O sistema apresenta interface que se adapta, permitindo o preenchimento e acompanhamento das etapas diretamente por dispositivos móveis, como celulares e tablets. Outra mudança estrutural do Caes é a otimização do formulário socioeconômico, que teve sua extensão reduzida de 14 para 9 páginas. O documento passa a ser pré-preenchido de forma automática com dados cadastrais já existentes nas bases de dados integradas da Ufac, evitando a inserção repetitiva de informações pessoais pelos discentes.

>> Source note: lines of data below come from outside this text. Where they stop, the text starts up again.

PR #1197, opened 2025-02-26
Make `transformers-tests` job conditional on files changed

dbarbuzzi:
SUMMARY:
Make `transformers-tests` job conditional on files changed by way of using the `tj-actions/changed-files@v45` action to check which files changed (ignoring files/folders based on a separate trial: #1194).

TEST PLAN:
Verify this PR:
1. Correctly results in skipping the `transformers-tests` job
2. Allows merging with the skipped job

### DIFF
--- a/.github/workflows/test-check-transformers.yaml
+++ b/.github/workflows/test-check-transformers.yaml
@@ -15,9 +15,33 @@ env:
   CLEARML_API_SECRET_KEY: ${{ secrets.CLEARML_API_SECRET_KEY }}
 
 jobs:
+  detect-changes:
+    runs-on: ubuntu-latest
+
+    outputs:
+      changes-present: ${{ steps.changed-files.outputs.any_modified }}
+
+    steps:
+      - name: Checkout
+        uses: actions/checkout@v4
+        with:
+          fetch-depth: 0
+      - name: Get changed files
+        id: changed-files
+        uses: tj-actions/changed-files@v45
+        with:
+          files_ignore: |
+            examples/**
+            tests/e2e/**
+            tests/lmeval/**
+            tests/examples/**
+            **/*.md
+            .github/workflows/*
+
   transformers-tests:
+    needs: [detect-changes]
     runs-on: gcp-k8s-vllm-l4-solo
-    if: contains(github.event.pull_request.labels.*.name, 'ready') || github.event_name == 'push'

O modelo operacional introduz a aprovação prévia do cadastro socioeconômico, que terá validade mínima de dois anos. Com a homologação efetuada pela equipe de assistentes sociais da Proaes, o estudante integrará um banco de dados unificado, ficando apto a diferentes modalidades de auxílios e bolsas por meio de uma manifestação de interesse digital, sem a necessidade de reapresentar a documentação completa a cada novo edital lançado. Apenas modalidades específicas que demandem comprovações complementares, como o auxílio-creche, exigirão anexos pontuais.
O desenvolvimento da ferramenta durou aproximadamente dez meses e foi viabilizado por uma cooperação técnica entre a Proaes, o projeto WebAcademy, sob coordenação do professor Daricélio Moreira, o Núcleo de Tecnologia da Informação e o corpo de assistentes sociais da universidade, que atuaram na especificação das regras de negócio do software. Três acadêmicos selecionados via edital atuaram diretamente na programação e construção do sistema.
“O Cadastro da Assistência Estudantil vai trazer uma redução na burocracia e a possibilidade de melhorar o acesso dos estudantes aos benefícios da Proaes”, disse o pró-reitor de Assuntos Estudantis, Isaac Dayan. “Temos vários aspectos que ajudam o estudante a ter uma melhor experiência na hora de concorrer, como uma interface intuitiva e a redução da quantidade de páginas do formulário. Acreditamos que será um grande avanço na política de assistência estudantil.”